Besides the technical considerations of sites, this research argues that designers

must be aware of how a site is socially and culturally constructed. Sites feature a multiple

of interests. Conflicts between underlying goals and values must be precisely understood

and reflected through design decisions. Designers play a significant role in bridging the

gap between stakeholders and community members. The literature review presented in

chapter two points out that a designer should understand which parts of the community

are inter-connected; how small-scale things people care about reflect big changes

affecting the community system as a whole.

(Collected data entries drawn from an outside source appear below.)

PR #14994, opened 2024-10-21
chore: improve fixture for compose.test (add strict types)

peter-sanderson:
Part of https://github.com/trezor/trezor-suite/issues/10765

### DIFF
--- a/packages/utxo-lib/tests/__fixtures__/compose.crosscheck.ts
+++ b/packages/utxo-lib/tests/__fixtures__/compose.crosscheck.ts
@@ -1,6 +1,23 @@
 import { UTXO } from './compose';
+import {
+    ComposeChangeAddress,
+    ComposeInput,
+    ComposeOutput,
+    ComposeRequest,
+} from '../../src/types/compose';
+import { CoinSelectPaymentType } from '../../src';
 
-export const fixturesCrossCheck = [
+type AnyComposeRequest = ComposeRequest<ComposeInput, ComposeOutput, ComposeChangeAddress>;
+
+type Fixture = {
+    description: string;
+    request: Omit<AnyComposeRequest, 'network'> & {
+        network?: AnyComposeRequest['network'];
+    };
+    result: Partial<Record<`${CoinSelectPaymentType}-${CoinSelectPaymentType}`, { bytes: number }>>;
+};
+
+export const fixturesCrossCheck: Fixture[] = [
     {
         description: '1 input, 1 output, no change',
         request: {
@@ -210,7 +227,6 @@ export const fixturesCrossCheck = [
                 {
                     type: 'opreturn',
                     dataHex: 'deadbeef',
-                    amount: '0',
                 },
             ],
         },
--- a/packages/utxo-lib/tests/__fixtures__/compose.ts
+++ b/packages/utxo-lib/tests/__fixtures__/compose.ts
@@ -1,4 +1,14 @@
-export const UTXO = {
+import {
+    ComposeChangeAddress,
+    ComposeInput,
+    ComposeOutput,
+    ComposeRequest,
+    ComposeResult,
+    ComposeResultFinal,
+} from '../../src/types/compose';
+import { bitcoincash, doge } from '../../src/networks';
+
+export const UTXO: ComposeInput & { path: number[] } = {
     path: [44, 1, 0, 0, 0], // NOTE: this field is not required by the ComposeInput interface, yet it is accepted in and received out
     coinbase: false,
     own: true,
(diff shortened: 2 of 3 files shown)


packages/utxo-lib/tests/compose.test.ts
```diff
@@ -1,27 +1,24 @@
-import { composeTx } from '../src';
+import { composeTx } from '../src/compose';
```
Lemonexe, line 1: Nit: seems like unnecessary change?

packages/utxo-lib/tests/compose.test.ts
```diff
@@ -1,27 +1,24 @@
...
 
 import { verifyTxBytes } from './compose.utils';
 import { composeTxFixture } from './__fixtures__/compose';
 import { fixturesCrossCheck } from './__fixtures__/compose.crosscheck';
 
-// keyof typeof NETWORKS;
-const getNetwork = (name?: string) =>
-    // @ts-expect-error expression of type string can't be used to index type
-    typeof name === 'string' && NETWORKS[name] ? NETWORKS[name] : NETWORKS.bitcoin;
-
```
Lemonexe, line 12: Good riddance :smile: :wave:

packages/utxo-lib/tests/compose.test.ts
```diff
@@ -1,27 +1,24 @@
...
+        const result = { ...f.result };
 
         it(f.description, () => {
-            const tx = composeTx(request as any);
+            const tx = composeTx(request);
             expect(tx).toEqual(result);
 
-            if (tx.type === 'final') {
-                verifyTxBytes(tx, f.request.txType as any, network);
+            expect(f.request.txType).not.toEqual('p2wsh');
```
Lemonexe, line 18: This could imho do with a short comment: why we are explicitly testing that the _**fixtures**_ don't contain a `p2wsh` type transaction? 
I can see that `verifyTxBytes` does not accept a `p2wsh` type transaction, _whatever that is_, but it's not apparent until you play around with the code.

packages/utxo-lib/tests/compose.test.ts
```diff
@@ -36,24 +33,27 @@ describe('composeTx addresses cross-check', () => {
...
             // skip test for each addressType if there is nothing to replace (example: 7 inputs test)
-            const offset = f.request.outputs.find(o => o.address === 'replace-me')
+            const offset = f.request.outputs.find(o => 'address' in o && o.address === 'replace-me')
                 ? addrKeys.length
                 : 1;
 
             addrKeys.slice(0, offset).forEach(addressType => {
                 const key = `${txType}-${addressType}` as keyof typeof f.result;
-                it(`${key} ${f.description}`, () => {
+                it(`${String(key)} ${f.description}`, () => {
```
Lemonexe, line 56: this seems useless?

packages/utxo-lib/tests/__fixtures__/compose.crosscheck.ts
```diff
@@ -1,6 +1,23 @@
...
+import { CoinSelectPaymentType } from '../../src';
 
-export const fixturesCrossCheck = [
+type AnyComposeRequest = ComposeRequest<ComposeInput, ComposeOutput, ComposeChangeAddress>;
+
+type Fixture = {
+    description: string;
+    request: Omit<AnyComposeRequest, 'network'> & {
+        network?: AnyComposeRequest['network'];
+    };
```
Lemonexe, line 16: IMHO we should give some thought to explore https://www.npmjs.com/package/@total-typescript/shoehorn 

Not the scope of this PR ofc, this is ok :slightly_smiling_face: 

Also, don't we have some type generic util for Nullable fields on object? Can't find it, so maybe I'm wrong.

packages/utxo-lib/tests/__fixtures__/compose.ts
```diff
@@ -958,7 +983,7 @@ export const composeTxFixture = [
         description: 'builds a simple tx without change (cashaddr)',
         request: {
             changeAddress: { address: 'bitcoincash:qzppkat2v7xu9fr3yeuqdnggjqqltrs7pcg8swvhl0' },
-            network: 'bitcoincash',
+            network: bitcoincash,
```
Lemonexe, line 986: This was literally wrong, thx :+1: :+1:

packages/utxo-lib/tests/__fixtures__/compose.ts
```diff
@@ -39,7 +63,7 @@ export const composeTxFixture = [
                     amount: '100000',
                     type: 'payment',
                     customField: 'prove that payment output is generic',
-                },
+                } as AnyComposeFinalResult['outputs'][number], // hack for `customField`
```
Lemonexe, line 66: Why don't you declare the same thing for `Fixture.result` as for `Fixture.request` if you want to support `customField`?
Boilerplate is quicker to read than inconsistent approaches.

Lemonexe (approved):
Thanks a lot! It's a great code improvement, makes the tests less hacky and magic.

I do have some comments for codestyle or TS.

packages/utxo-lib/tests/compose.test.ts
peter-sanderson: I think that we shall not import in test from barrel index files, but rather from the file we are directly testing.


Barrel files just define the outer API of the package, and tests are internal stuff of that package.

packages/utxo-lib/tests/compose.test.ts
peter-sanderson: TBH I just tweak it to pass the checks. This is mystery to me and I dont understand why this is the case.

It was out-of-scope for me.

Lemonexe: Oh that's fine :ok_hand:   I was just wondering if you have more insight :slightly_smiling_face:

packages/utxo-lib/tests/compose.test.ts
peter-sanderson: I got an error (from Idea I guess) that this is a proper way how to convert `symbol` to string. That just doing 
```
`${...}`
```

may fail. 

Obviously not here, I wanted to get rid of the error.

packages/utxo-lib/tests/__fixtures__/compose.ts
peter-sanderson: That doesnt work, you cannot `Omit` a fields as ComposeResult is union type, where that field is not present in all components. :(

Lemonexe: Got it! Did not realise that.

PR #14996, opened 2024-10-21
Display tokens and staking information at dashboard

### LINKED ISSUE #14456: EVM Tokens / Add tokens and staking info to dashboard assets overview
**Description:**
Please add `Tokens` and `Staking` info to the dashboard "My Assets" section as per design below and as is already available in sidebar

[Design Figma](https://www.figma.com/design/0Kz3w6WDlvQm62RjOm87na/Staking?node-id=6130-28049&t=bVgXOf4lz3Nz6qDE-1)

**Current state:**
Screenshot 2024-09-30 at 9 54 52
Screenshot 2024-09-30 at 10 14 34

________
**Future state:**

- prerequisite [EVM Tokens / Token icons bundle #14611](https://github.com/trezor/trezor-suite/issues/14611)

**Table view:**
- prerequisite [EVM Tokens / Generic table structure #13152](https://github.com/trezor/trezor-suite/issues/13152)

image

**Card view:**
image

enjojoy:
## Description

- Display tokens and staking information for each asset.
- Some minor refactors

## Related Issue

Resolve https://github.com/trezor/trezor-suite/issues/14456

### Before:

- Piggy has a bellybutton
image

- Dashboard table
image

- Dashboard grid
image

### After:

- Piggy doesn't have a bellybutton anymore
image

- Dashboard table
image
image

- Dashboard grid
image
image


tomasklim (changes requested):
Please validate it against designs provided in Figma

e.g.

Missing "tokens" and "staking" text next to pig and token icons
Screenshot 2024-10-28 at 10 57 04

Figma:
Screenshot 2024-10-28 at 10 57 34

enjojoy:
Thank you, I also fixed the overall table alignment so it's more like in figma. It's in fixup https://github.com/trezor/trezor-suite/pull/14996/commits/b4628e27cc66918ccfacaafee490abb7e52e97b7
image

@tomasklim Should I also change Balance to Amount like in the design?

packages/suite/src/views/dashboard/AssetsView/AssetCoinLogo.tsx
```diff
@@ -35,7 +26,7 @@ export const AssetCoinLogo = ({ symbol, assetsFiatBalances, index }: AssetCoinLo
         : undefined;
 
     return (
-        <LogoWrapper>
+        <Row alignItems="center" justifyContent="center">
```
seibei-iguchi: alignItems="center" is the default

packages/suite/src/views/dashboard/AssetsView/AssetCard/AssetCard.tsx
```diff
@@ -21,11 +21,25 @@ import { FiatHeader } from 'src/components/wallet/FiatHeader';
...
+import { selectAssetAccountsThatStaked } from '@suite-common/wallet-core';
+import { BigNumber } from '@trezor/utils';
+import { selectCoinDefinitions } from '@suite-common/token-definitions';
+import { getTokens } from 'src/utils/wallet/tokenUtils';
+import { enhanceTokensWithRates } from 'src/utils/wallet/tokenUtils';
+import { sortTokensWithRates } from 'src/utils/wallet/tokenUtils';
+import { FiatCurrencyCode } from '@suite-common/suite-config';
 
 // eslint-disable-next-line local-rules/no-override-ds-component
 const StyledCard = styled(Card)`
```
seibei-iguchi, line 43: Please remove this override and the custom padding, use paddingType instead.

packages/suite/src/views/dashboard/AssetsView/AssetCard/AssetCard.tsx
```diff
@@ -34,7 +48,12 @@ const StyledCard = styled(Card)`
 `;
 
 const Content = styled.div`
```
seibei-iguchi: Can be done with Column. The padding is not needed, I think.

packages/suite/src/views/dashboard/AssetsView/AssetTable/AssetRow.tsx
```diff
@@ -49,64 +95,113 @@ export const AssetRow = memo(
...
-                </Table.Cell>
-            </Table.Row>
+                    </Table.Cell>
+                    <Table.Cell align="right">
+                        {!isTestnet(symbol) && <PriceTicker symbol={symbol} />}
+                    </Table.Cell>
+
+                    <Table.Cell>{!isTestnet(symbol) && <TrendTicker symbol={symbol} />}</Table.Cell>
+                    <Table.Cell align="right" colSpan={2}>
+                        <Row gap={16}>
```
seibei-iguchi: Use spacings

seibei-iguchi (changes requested):

seibei-iguchi:
I'm not sure this is a good approach, it seems too fragile and magical, using the padding and positioning. I'd rather not use separate rows for this use case and do it inside one row, I think.

packages/suite/src/views/dashboard/AssetsView/AssetTable/AssetTable.tsx
```diff
@@ -1,60 +1,63 @@
...
-    </Table>
-);
+    localCurrency,
+    currentFiatRates,
+}: AssetTableProps) => {
+    return (
+        <Table isRowHighlightedOnHover margin={{ top: spacings.md, bottom: spacings.md }}>
+            <Table.Header>
+                <Table.Row>
+                    <Table.Cell colSpan={1} padding={{ right: spacingsPx.xxs }}></Table.Cell>
```
seibei-iguchi: Why the empty cell?

packages/suite/src/views/dashboard/AssetsView/AssetCoinLogo.tsx
enjojoy: https://github.com/trezor/trezor-suite/pull/14996/commits/d1b9c30e115df36aba8ad13e537786aa33226844

packages/suite/src/views/dashboard/AssetsView/AssetCard/AssetCard.tsx
enjojoy: https://github.com/trezor/trezor-suite/pull/14996/commits/e57c6a41d63a7760b80706c1b73811aeca389776

packages/suite/src/views/dashboard/AssetsView/AssetTable/AssetRow.tsx
enjojoy: https://github.com/trezor/trezor-suite/pull/14996/commits/4458ddcc3a6e480a9f577c96610327de1345259a

enjojoy:
> I'm not sure this is a good approach, it seems too fragile and magical, using the padding and positioning. I'd rather not use separate rows for this use case and do it inside one row, I think.

What I like about this approach is that it comes with all the paddings and hovers that a row has and I don't have to introduce too much custom stuff. 

image

Regarding custom padding, I'm not sure there's a better way to make the first and second column be as close to each other as in the design. If I'd put them in one column, I think it would be hard to align the name of the coin with "Token" and "Staking" labels, so it looks like they're in the same column, because the token icon is different size than staking and tokens icons. 

That being said, imo it would be ok to remake the rows and put them in one row, even though I don't really see how it's fragile, but I wouldn't change how the columns are done. 

What do you think?

seibei-iguchi:
> > I'm not sure this is a good approach, it seems too fragile and magical, using the padding and positioning. I'd rather not use separate rows for this use case and do it inside one row, I think.
> 
> What I like about this approach is that it comes with all the paddings and hovers that a row has and I don't have to introduce too much custom stuff.
> 
> image
> 
> Regarding custom padding, I'm not sure there's a better way to make the first and second column be as close to each other as in the design. If I'd put them in one column, I think it would be hard to align the name of the coin with "Token" and "Staking" labels, so it looks like they're in the same column, because the token icon is different size than staking and tokens icons.
> 
> That being said, imo it would be ok to remake the rows and put them in one row, even though I don't really see how it's fragile, but I wouldn't change how the columns are done.
> 
> What do you think?

I'll try to quickly come up with something in code and do a commit, we can then discuss over that:)

seibei-iguchi:
@enjojoy So I've made some changes. I've kept the separate rows, but I've cleaned it up a little and made it a little bit more robust and less magical. I'd suggest you abstract the Section component into a separate file, because the only variable part are the top and bottom properties. You can control them via a prop with values like top|middle|bottom so that it renders differently depending on where it is used (tokens, staking etc). Let me know what you think!

packages/components/src/components/Table/TableRow.tsx
```diff
@@ -79,6 +85,7 @@ export const TableRow = ({
     onClick,
     onHover,
     isHighlightedOnHover,
+    isBorderTop = true,
```
seibei-iguchi: perhaps change to hasBorderTop?

seibei-iguchi:
By the way, wouldn't it be nice if the tokens and stakings row would also link to the respective sections?

enjojoy:
> @enjojoy So I've made some changes. I've kept the separate rows, but I've cleaned it up a little and made it a little bit more robust and less magical. I'd suggest you abstract the Section component into a separate file, because the only variable part are the top and bottom properties. You can control them via a prop with values like top|middle|bottom so that it renders differently depending on where it is used (tokens, staking etc). Let me know what you think!

So when there's only one additional row, it's okay, althogh I fixed it a bit (top: calc(50% - 1px);) so the spacings between the end and the beginning of the dotted lines are consistent and it looks like one straight line. 

But when there's two rows, it looks bad either way :( 
Too little (your solution)
image


Too much (added 1px difference )
image

I think it looked good before, but you didn't like the hardcoded values right?

enjojoy:
> By the way, wouldn't it be nice if the tokens and stakings row would also link to the respective sections?

I also thought about it and I think it's a good idea. @tomasklim  What do you think?

packages/components/src/components/Table/TableRow.tsx
enjojoy: https://github.com/trezor/trezor-suite/pull/14996/commits/9f9ea451a2e3b1eadccbb362382b4508d8632267

enjojoy:
> > @enjojoy So I've made some changes. I've kept the separate rows, but I've cleaned it up a little and made it a little bit more robust and less magical. I'd suggest you abstract the Section component into a separate file, because the only variable part are the top and bottom properties. You can control them via a prop with values like top|middle|bottom so that it renders differently depending on where it is used (tokens, staking etc). Let me know what you think!
> 
> So when there's only one additional row, it's okay, althogh I fixed it a bit (top: calc(50% - 1px);) so the spacings between the end and the beginning of the dotted lines are consistent and it looks like one straight line.
> 
> But when there's two rows, it looks bad either way :( Too little (your solution) image
> 
> Too much (added 1px difference ) image
> 
> I think it looked good before, but you didn't like the hardcoded values right?

Nevermind, before it was like this too. I think the only way to fix is is to make a line with absolute position or something
image

enjojoy:
> > By the way, wouldn't it be nice if the tokens and stakings row would also link to the respective sections?
> 
> I also thought about it and I think it's a good idea. @tomasklim What do you think?

I think it would be a little tricky because when I click on the asset, it takes me to the first asset, but if staking can be on another asset, so we'd have to iterate over it and the same with tokens. So maybe open an issue for it to do it later. Because now these rows don't get the account that has the staking or the tokens

packages/suite/src/views/dashboard/AssetsView/AssetTable/AssetStakingRow.tsx
```diff
@@ -0,0 +1,64 @@
+import { isTestnet } from '@suite-common/wallet-utils';
+import { Column, Icon, Table } from '@trezor/components';
+import { spacings, borders } from '@trezor/theme';
+import { CoinBalance, HiddenPlaceholder, Translation } from 'src/components/suite';
+import styled, { css } from 'styled-components';
+import { NetworkSymbol } from '@suite-common/wallet-config';
+import { FiatValue } from 'src/components/suite';
+import { Text } from '@trezor/components';
+
+const Section = styled.div<{ $renderBothRows: boolean }>`
```
seibei-iguchi: Can you please abstract this into a separate file and use it in all three types of rows?

seibei-iguchi (changes requested):

packages/suite/src/views/dashboard/AssetsView/AssetTable/AssetStakingRow.tsx
enjojoy: https://github.com/trezor/trezor-suite/pull/14996/commits/2ebf646952b19aed134aa8613c51dd5d924c5fb1 
Thanks for a good idea

seibei-iguchi (approved):

packages/suite/src/views/dashboard/AssetsView/AssetTable/AssetRow.tsx
```diff
@@ -10,25 +10,56 @@ import {
...
+        assetTokens,
+        stakingAccounts,
+        assetsFiatBalances,
+        localCurrency,
+        currentFiatRates,
+        accounts,
+    }: AssetTableRowProps & {
+        localCurrency: FiatCurrencyCode;
+        currentFiatRates?: RatesByKey;
+    }) => {
```
tomasklim: I dont like how you reuse `AssetTableRowProps` :( it makes the code really confusing

packages/suite/src/views/dashboard/AssetsView/AssetTable/AssetTokenRow.tsx
```diff
@@ -0,0 +1,35 @@
...
+import { AssetTableExtraRowsSection as Section } from './AssetTableExtraRowsSection';
+
+export const AssetTokenRow = ({
+    tokenIconSetWrapper,
+    network,
+    tokensDisplayFiatBalance,
+}: {
+    tokenIconSetWrapper: React.ReactNode;
+    network: AssetTableRowProps['network'];
+    tokensDisplayFiatBalance: string;
```
tomasklim, line 14: missing interface

suite-common/wallet-core/src/transactions/transactionsReducer.ts
```diff
@@ -409,6 +409,15 @@ export const selectAccountHasStaked = (state: TransactionsRootState, account: Ac
...
 };
 
+export const selectAssetAccountsThatStaked = (
+    state: TransactionsRootState,
+    accounts: Account[],
+) => {
+    const accountsThatStaked = accounts.filter(account => selectAccountHasStaked(state, account));
+
+    return accountsThatStaked;
+};
```
tomasklim, line 419:
```suggestion
    return accounts.filter(account => selectAccountHasStaked(state, account));
};
```

packages/suite/src/views/dashboard/AssetsView/AssetCard/AssetCard.tsx
```diff
@@ -122,21 +132,52 @@ export const AssetCard = ({
...
+        localCurrency,
+        symbol,
+        currentFiatRates,
+    );
+    const sortedTokens = tokensWithRates.sort(sortTokensWithRates);
+    const tokensFiatBalance = sortedTokens.reduce((total, token) => {
+        return total.plus(token?.fiatValue ?? 0);
+    }, new BigNumber(0));
+    const shouldRenderStakingRow = accountsThatStaked.length > 0 && assetStakingBalance.gt(0);
+    const shouldRenderTokenRow = tokens.shownWithBalance?.length > 0 && tokensFiatBalance.gt(0);
```
tomasklim: this code looks like a duplicate of code in `AssetRow.tsx`

Can `AssetCard` and `AssetRow` have a parent which would resolve this logic? and it will just accept some param like `displayType: 'card' | 'row'`

tomasklim: If yes, please do it in separate commit

suite-common/wallet-utils/src/accountUtils.ts
```diff
@@ -669,6 +669,26 @@ export const getTokensFiatBalance = (
...
 };
 
+export const getAssetTokensFiatBalance = (
+    accounts: Account[],
+    localCurrency: FiatCurrencyCode,
+    rates?: RatesByKey,
+) => {
+    let totalBalance = new BigNumber(0);
+
+    accounts.forEach(account => {
```
tomasklim: would be nicer to use reduce

```
    accounts.reduce((total, account) => {
        const tokensBalance = getAccountTokensFiatBalance(
            account,
            localCurrency,
            rates,
            account.tokens,
        );
        return total.plus(tokensBalance ?? 0);
    }, new BigNumber(0)).toFixed();
```

if it works

packages/suite/src/views/dashboard/AssetsView/AssetTable/AssetStakingRow.tsx
```diff
@@ -0,0 +1,46 @@
+import { Column, Icon, Table, Text } from '@trezor/components';
+import { spacings } from '@trezor/theme';
+import { CoinBalance, HiddenPlaceholder, Translation, FiatValue } from 'src/components/suite';
+import { NetworkSymbol } from '@suite-common/wallet-config';
+import { AssetTableExtraRowsSection as Section } from './AssetTableExtraRowsSection';
+
+interface AssetStakingRowProps {
+    stakingTotalBalance: string;
+    symbol: NetworkSymbol;
+    renderBothRows: boolean;
```
tomasklim: `shouldRenderBothRows`

tomasklim: or maybe `shouldRenderTokenRow`? as you know that you should render staking at that place

packages/suite/src/components/wallet/TokenIconSetWrapper.tsx
```diff
@@ -3,30 +3,57 @@ import {
...
+
+    const aggregatedTokens = Object.values(
+        tokens.reduce((acc: Record<string, TokensWithRates>, token) => {
+            const { contract, balance, fiatValue } = token;
+
+            if (!acc[contract]) {
+                acc[contract] = {
+                    ...token,
+                    balance: balance ?? '0',
+                    fiatValue: fiatValue ?? { s: 0, e: 0, c: [0] },
```
tomasklim: what is s, e, c?

packages/product-components/src/components/TokenIconSet/TokenIconSet.tsx
```diff
@@ -49,9 +52,9 @@ export const TokenIconSet = ({ network, tokens }: TokenIconSetProps) => {
     return (
         <IconContainer $length={length}>
             {length > 3 && <TokenIconPlaceholder $elevation={elevation} />}
-            {visibleTokens.map(token => (
+            {visibleTokens.map((token, i) => (
```
tomasklim: not needed as duplicated cannot be there right?

packages/suite/src/views/dashboard/AssetsView/AssetTable/AssetRow.tsx
enjojoy: Understandable, I got rid of this
https://github.com/trezor/trezor-suite/pull/14996/commits/db24b70b62881dce04ca81e408a9e95506a2cc3a

packages/suite/src/views/dashboard/AssetsView/AssetCard/AssetCard.tsx
enjojoy: I feel like it doesn't make sense to create a parent component because card is an independent component and row is a part of a table, but I agree that it makes sense to take out the data handlings because they essentially do the same thing, so I extracted them in a separate function. 
https://github.com/trezor/trezor-suite/pull/14996/commits/59a5790a04f98d8d432a98d107ee7ce1b62fa2d5

suite-common/wallet-utils/src/accountUtils.ts
enjojoy: Yes with a slight change, here in a fixup
https://github.com/trezor/trezor-suite/pull/14996/commits/b2b5096161bd3f365cb8e613cc7f173d8a16d47a

packages/suite/src/views/dashboard/AssetsView/AssetTable/AssetStakingRow.tsx
enjojoy: Yes, good catch https://github.com/trezor/trezor-suite/pull/14996/commits/5a47ab41b461e17bd4f7eeafdfd91ebfc2884ae7

packages/suite/src/components/wallet/TokenIconSetWrapper.tsx
enjojoy: It is a BigNumber as an object, but probably forgot to change it to a normal BigNumber, here it is fixed https://github.com/trezor/trezor-suite/pull/14996/commits/1a6ffd52c4948eb5c17e79078aaab4088ffadd44

packages/product-components/src/components/TokenIconSet/TokenIconSet.tsx
enjojoy: Yes, not anymore https://github.com/trezor/trezor-suite/pull/14996/commits/78aaf22d419fdf3f33b44af2ded70d95baf30f2d

tomasklim (approved):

It was useful for the goals of this research to understand how site analysis is

approached in different methods to demonstrate an understanding of these methods, and

to be able to discover what is missing in each method and the inherent biases in each of

them. This thesis focused on the most prevalent site analysis methods in the design

professions. These methods reflect different perspectives and approaches in site analysis,

and the proponents of these methods are from various disciplines; architects, landscape

architects, planners, educators, researchers, and theorists.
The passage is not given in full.